Blazing ahead to help

THE combined efforts of multiple Gippsland service clubs in the aftermath of the recent Aberfeldy fires showcased the best of Australians’ willingness to “rise to the challenge in a crisis”.

Traralgon Rotary Club president Janne Speirs, also a member of the Emergency Management Committee for Rotary District 9820 which covers most of Gippsland, said the “small army of volunteers” working to get affected Gippsland towns back on their feet had “needed to be looked after” and the region’s service clubs banded together to provide them with nightly meals.

Since the Aberfeldy-Donnellys fire started in January, burning through more than 82,000 hectares over four weeks, Mrs Speirs said 476 Blaze Aid volunteers had “put in over 2636 days work” repairing and replacing boundary fences destroyed in the fires.

Mrs Speirs said 172 kilometres of destroyed fencing had been cleared and 119 kilometres re-established in that time.

“At $150 per day, if farmers had to pay for the service, some $393,000 in savings were accrued,” she added.

As volunteers swung into action, dedicating hours of their own time to the recovery effort, Mrs Speirs said Rotary 9820, under the umbrella of its Emergency Management Committee, took up a co-ordinating role for Wellington Shire to provide evening meals to those volunteers.

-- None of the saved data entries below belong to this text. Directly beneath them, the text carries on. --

PR #4256, opened 2024-05-17
Send updates to the new shard during resharding

ffuugoo:
Tracked in #4213.

This PR enables sending update to the created shard and adds basic error handling for failed updates.

### All Submissions:

### New Feature Submissions:

### Changes to Core Features:

### DIFF
--- a/lib/collection/src/collection/mod.rs
+++ b/lib/collection/src/collection/mod.rs
@@ -333,16 +333,15 @@ impl Collection {
             replica_set.peer_state(&peer_id),
         );
 
+        let current_state = replica_set.peer_state(&peer_id);
+
         // Validation:
         // 0. Check that `from_state` matches current state
 
-        if from_state.is_some() {
-            let current_state = replica_set.peer_state(&peer_id);
-            if current_state != from_state {
-                return Err(CollectionError::bad_input(format!(
-                    "Replica {peer_id} of shard {shard_id} has state {current_state:?}, but expected {from_state:?}"
-                )));
-            }
+        if from_state.is_some() && current_state != from_state {
+            return Err(CollectionError::bad_input(format!(
+                "Replica {peer_id} of shard {shard_id} has state {current_state:?}, but expected {from_state:?}"
+            )));
         }
 
         // 1. Do not deactivate the last active replica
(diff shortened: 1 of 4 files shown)


ffuugoo:
This still feels a bit "hacky", IMO, but I don't want to spend more time on this RN. I propose we merge it, and then improve on it once we started working on the resharding driver.

lib/collection/src/collection/mod.rs
```diff
@@ -392,11 +391,29 @@ impl Collection {
...
+                .cloned();
+
+            drop(shard_holder);
+
+            self.abort_resharding(peer_id, shard_id, shard_key).await?;
+
+            // TODO(resharding): Abort all resharding transfers!?
+
+            return Ok(());
+        }
```
timvisee, line 408: How about doing this in `sync_local_state`, like we do with shard transfers?

lib/collection/src/shards/replica_set/update.rs
```diff
@@ -432,10 +446,12 @@ impl ShardReplicaSet {
                 continue;
             };
 
-            if peer_state != ReplicaState::Active && peer_state != ReplicaState::Initializing {
-                continue;
+            match peer_state {
+                ReplicaState::Active | ReplicaState::Initializing | ReplicaState::Resharding => (),
+                _ => continue,
             }
```
timvisee, line 452: Since we now have a match here anyway, shall we make it exhaustive?

lib/collection/src/shards/replica_set/update.rs
```diff
@@ -432,10 +446,12 @@ impl ShardReplicaSet {
...
 
+            // TODO(resharding): 🤔
```
timvisee, line 454: Can we skip this for resharding, because our _driver_ arranges proper synchronization?

lib/collection/src/collection/mod.rs
ffuugoo: Can you elaborate? `abort_resharding` does not send any consensus messages. It actually aborts resharding locally. We also abort shard transfers on `Dead` state in the same way (just a few lines below selected snippet).

timvisee (approved):

lib/collection/src/collection/mod.rs
ffuugoo: Either user aborts explicitly, or the driver. When update fails we just propose peer `Dead` and abort when applying this state change.

Issue #4225, opened 2024-05-13
Tracking issue universal query


agourlay:
- internal gRPC API definition https://github.com/qdrant/qdrant/pull/4198
- gather all vectors from ids (with automatic batching)
- receive new gRPC query types (conversion)
- Toc -> ShardHolder -> Local & Remote (shardOp trait)
- send remote new gRPC query types (shard holder level)
- plan query from input query (local shard level)
  - testable
- execute plan query
- merging from local & remote (collection level)

agourlay:
The group API has been added, this issue can be closed :heavy_check_mark:

PR #4261, opened 2024-05-17
universal-query: Add `OrderBy` scoring, and add `scrolls` to `PlannedQuery`

coszio:
Tracked in #4225 

- Adds `ScoringQuery::OrderBy` variant
- Modifies `PlannedQuery` to also store a list of scroll alongside the core search batch
- Adjusts the try_from conversion accordingly
- Internal grpc `QueryShardPoints` also gets the order-by variant

### DIFF
--- a/lib/api/src/grpc/proto/points_internal_service.proto
+++ b/lib/api/src/grpc/proto/points_internal_service.proto
@@ -241,7 +241,7 @@ message QueryShardPoints {
     oneof score {
       RawQuery vector = 1; // (re)score against a vector query
       bool rrf = 2; // Reciprocal Rank Fusion
-      // TODO(universal-query): Add order-by
+      OrderBy order_by = 3; // Order by a field
     }
   }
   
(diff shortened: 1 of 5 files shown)


lib/api/src/grpc/proto/points_internal_service.proto
```diff
@@ -241,7 +241,7 @@ message QueryShardPoints {
     oneof score {
       RawQuery vector = 1; // (re)score against a vector query
       bool rrf = 2; // Reciprocal Rank Fusion
```
generall, line 243: Not related to this PR, but it might be better to use 
```
enum Fusion {
  RRF
}
```
instead of boolean?

coszio: I considered that but I thought it would be too much nesting. Considering I wasn't aware if the other fusion techniques are configurable

generall: booleans are much harder to extend

generall (approved):

PR #4262, opened 2024-05-18
[universal-search] refactoring suggestions

generall:
- Rename some internal structure
 - Use enum instead of boolean value for fusion

### DIFF
--- a/lib/collection/src/operations/universal_query/planned_query.rs
+++ b/lib/collection/src/operations/universal_query/planned_query.rs
@@ -12,8 +12,8 @@ use crate::operations::types::{
 };
 
 pub struct PlannedQuery {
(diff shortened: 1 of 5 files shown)


lib/collection/src/operations/universal_query/planned_query.rs
```diff
@@ -12,8 +12,8 @@ use crate::operations::types::{
 };
 
 pub struct PlannedQuery {
-    pub merge_plan: PrefetchPlan,
-    pub batch: Arc<CoreSearchRequestBatch>,
+    pub merge_plan: MergePlan,
```
coszio, line 15: I like this rename

coszio (approved):
Looks ok to me 👌. Thanks for the suggestions. RRF as enum is better too

PR #4267, opened 2024-05-20
Add test for OOD during indexing

tellet-q:
Automate a test scenario for OutOfDisk error during indexing.

Scenario:
Limit Qdrant container disk to ~10 MB
1. create collection with "indexing_threshold": 0 (disabled indexing)
2. add points
3. enable indexing
4. wait for indexing
5. send a search request

Expected behavior: indexing should gracefully fail without crushing a container and post a log message, the container should continue running and accept search requests. 

### All Submissions:

### DIFF
--- a/tests/low-disk/create_and_search_items.py
+++ b/tests/low-disk/create_and_search_items.py
@@ -40,19 +40,17 @@ def update_collection(qdrant_host, collection_name, collection_json: dict):
 
 
 def wait_for_status(qdrant_host, collection_name, status: str):
-    counter = 0
     curr_status = ""
-    while counter < 30:
+    for i in range(30):
         resp = requests.get(
             f"{qdrant_host}/collections/{collection_name}")
-        counter += 1
         curr_status = resp.json()["result"]["status"]
         if resp.status_code != 200:
             print(f"Collection info fetching failed with response body:\n{resp.json()}")
             exit(-1)
         if curr_status == status:
             print(f"Status {status}: OK")
-            return
+            return "ok"
         sleep(1)
         print(f"Wait for status {status}")
     print(f"After 30s status is not {status}, found: {curr_status}. Stop waiting.")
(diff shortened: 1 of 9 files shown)


tests/low-disk/create_and_search_items.py
```diff
@@ -1,44 +1,72 @@
...
+
+
+def wait_for_status(qdrant_host, collection_name, status: str):
+    counter = 0
+    curr_status = ""
+    while counter < 30:
+        resp = requests.get(
+            f"{qdrant_host}/collections/{collection_name}")
+        counter += 1
+        curr_status = resp.json()["result"]["status"]
```
timvisee, line 49: This is very much a nitpick: if we want to loop a limited number of times for retrying, maybe we can use a for loop to prevent having to update the counter yourself.

```suggestion
    for counter in range(30):
        resp = requests.get(
            f"{qdrant_host}/collections/{collection_name}")
        curr_status = resp.json()["result"]["status"]
```

tests/low-disk/create_and_search_items.py
```diff
@@ -67,22 +95,78 @@ def search_point(qdrant_host, collection_name):
...
+    collection_json = {
+        "vectors": {
+            "size": VECTOR_SIZE,
+            "distance": "Cosine"
+        }
+    }
+    create_collection(qdrant_host, collection_name, collection_json)
     for points_batch in generate_points(points_amount):
         insert_points(qdrant_host, collection_name, points_batch)
         search_point(qdrant_host, collection_name)
```
timvisee, line 108: Would it make more sense to insert all points first, and search after, using two separate loops? Or is this order required for this test?

I know this has not been changed in this PR, but I only noticed this now.

tests/low-disk/create_and_search_items.py
```diff
@@ -67,22 +95,78 @@ def search_point(qdrant_host, collection_name):
...
+        "wal_config": {
+            "wal_capacity_mb": 1
+        }
+    }
+    create_collection(qdrant_host, collection_name, collection_json)
+    for points_batch in generate_points(points_amount):
+        res = insert_points(qdrant_host, collection_name, points_batch, quit_on_ood=True)
+        if res == "ood":
+            break
+        search_point(qdrant_host, collection_name)
```
timvisee, line 139: I guess a similar comment as above, insert first then search?

timvisee (approved):

tests/low-disk/create_and_search_items.py
tellet-q: I don't think we even need a loop for the search.

tests/low-disk/create_and_search_items.py
tellet-q: see the reply above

“Since the beginning of February, seven local Rotary clubs – Sale, Sale Central, Maffra, Traralgon, Traralgon Central, Yarram and Hazelwood – have worked in partnership with local church groups in Maffra, the Maffra Lions, Lionesses and Red Cross, and the Sale Baptist Church to bring evening meals to up to 70 volunteers, six nights a week,” Mrs Speirs said.

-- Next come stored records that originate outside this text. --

PR #4282, opened 2024-05-21
Bump Rustls 0.23

agourlay:
This PR is an update to rustls 0.23 which is enabled by https://github.com/qdrant/qdrant/pull/4274

The [0.23 change log](https://github.com/rustls/rustls/releases/tag/v%2F0.23.0) mentions a new default  cryptography provider:

> Default cryptography provider changed to [aws-lc-rs](https://crates.io/crates/aws-lc-rs). Note that this has some implications on [platform support and build-time tool requirements](https://aws.github.io/aws-lc-rs/requirements/index.html) such as cmake on all platforms and nasm on Windows.
Support for ring continues to be available: set the ring crate feature.

I decided to stick to `ring` for the time being and keep the potential migration to `aws-ls-rs` disjoint to avoid potential build issues.

### DIFF
--- a/Cargo.lock
+++ b/Cargo.lock
@@ -213,7 +213,7 @@ dependencies = [
  "pin-project-lite 0.2.12",
  "rustls-pki-types",
  "tokio 1.37.0",
- "tokio-rustls 0.25.0",
+ "tokio-rustls 0.26.0",
  "tokio-util",
  "tracing",
 ]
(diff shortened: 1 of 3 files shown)


timvisee:
@agourlay it does fail on Windows CI at this time, so I assume the above quoted text is important.

https://github.com/qdrant/qdrant/actions/runs/9172171821/job/25218093190?pr=4282#step:7:679

agourlay:
Looks like I need to disable `aws_lc_rs` from the default feature set :+1:

agourlay:
The default features are:

- aws_lc_rs
- logging
- std
- tls12 

So I disabled the default features and added all but `aws_lc_rs`

PR #4283, opened 2024-05-21
Fix wrong multivectors count in storage

IvanPleshkov:
Vector storage should return vectors count, not all inner vectors count. Because `0..self.total_vector_count()` is a range of valid internal ID's. Also removed obsolete `OrderedFloat` usage


agourlay:
Can we cover this change by a test?
Like adding an assert on for the count on an existing test is fine for me.

IvanPleshkov:
> Can we cover this change by a test? Like adding an assert on for the count on an existing test is fine for me.

Done

agourlay (approved):

PR #5222, opened 2024-10-11
handle the case of empty geo hashes

generall:
Without this fix service panics if `radius: 0`

### DIFF
--- a/lib/segment/src/index/field_index/geo_index/mod.rs
+++ b/lib/segment/src/index/field_index/geo_index/mod.rs
@@ -204,7 +204,9 @@ impl GeoMapIndex {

The undertaking by local clubs showed “what a combination of volunteer organisations can achieve in working together, that would have been beyond the scope of any of them individually,” she said.

Mrs Speirs said she was keen to recognise the generous response from “all those who have been involved… in time, money and goods”, particularly Maffra Uniting Church Minister Sandra Houghton and the Maffra Rotary Club for its early co-ordination role.

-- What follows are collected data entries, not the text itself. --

PR #5228, opened 2024-10-14
Hash/lookup point version only once, not 3 times

timvisee:
In the segments searcher retrieve logic we loop over points and keep their latest version.

This PR improves it by only hashing/looking up once, rather than three times. For this we use the entry API.

Note that this doesn't fix bad behavior, and it's just low hanging fruit in terms of performance improvement.

### All Submissions:

### New Feature Submissions:

### DIFF
--- a/lib/collection/src/collection_manager/segments_searcher.rs
+++ b/lib/collection/src/collection_manager/segments_searcher.rs
@@ -1,3 +1,4 @@
+use std::collections::hash_map::Entry;
 use std::collections::{BTreeSet, HashMap};
 use std::sync::atomic::AtomicBool;
 use std::sync::Arc;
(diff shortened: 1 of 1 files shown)


lib/collection/src/collection_manager/segments_searcher.rs
```diff
@@ -389,44 +390,49 @@ impl SegmentsSearcher {
                 let version = segment.point_version(id).ok_or_else(|| {
                     OperationError::service_error(format!("No version for point {id}"))
                 })?;
-                // If this point was not found yet or this segment have later version
-                if !point_version.contains_key(&id) || point_version[&id] < version {
-                    point_records.insert(
+
+                // If we already have the latest point version, keep that and continue
+                let version_entry = point_version.entry(id);
+                if matches!(version_entry, Entry::Occupied(ref entry) if *entry.get() >= version) {
```
ffuugoo, line 396: Eeeew, `ref`! 🤢

```suggestion
                if matches!(&version_entry, Entry::Occupied(entry) if *entry.get() >= version) {
```

ffuugoo (approved):

lib/collection/src/collection_manager/segments_searcher.rs
ffuugoo: Hopefully this works, or I'll look silly 🤡

timvisee: It does

agourlay (approved):

PR #5230, opened 2024-10-14
Remove unnecessary clone when reordering records

timvisee:
Remove an unnecessary clone. Can be beneficial on large point records.

### All Submissions:

### New Feature Submissions:

### DIFF
--- a/lib/collection/src/shards/local_shard/scroll.rs
+++ b/lib/collection/src/shards/local_shard/scroll.rs
@@ -202,7 +202,7 @@ impl LocalShard {
         let with_payload = WithPayload::from(with_payload_interface);
         // update timeout
         let timeout = timeout.saturating_sub(start.elapsed());
-        let records_map = tokio::time::timeout(
+        let mut records_map = tokio::time::timeout(
             timeout,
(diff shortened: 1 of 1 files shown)


ffuugoo (approved):

lib/collection/src/shards/local_shard/scroll.rs
```diff
@@ -303,7 +304,7 @@ impl LocalShard {
 
         let ordered_records = point_ids
             .iter()
-            .filter_map(|point| records_map.get(point).cloned())
+            .filter_map(|point_id| records_map.get(point_id).cloned())
```
agourlay, line 307: why not do the same trick here?

timvisee: We do return the same point ID multiple times there. It happens if you have a point with multiple payload values, and it returns it for each value.

On the first push I actually used the same trick here, and tests started failing because of the above.

agourlay: Makes sense :+1:

agourlay (approved):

She said it was an “incredible feeling” to be part of the service provision which had seen “people in the area bring in vegies from their own garden, or purchase supplies and drop them in…and make desserts and casseroles” to feed the masses.

Aside from the food delivered by locals personally, most food purchase costs were met by Wellington Shire Council, Mrs Speirs said.

She said meals have been provided for volunteers since late January and the service was expected to continue, under the supervision of groups in the Heyfield area, through to early May.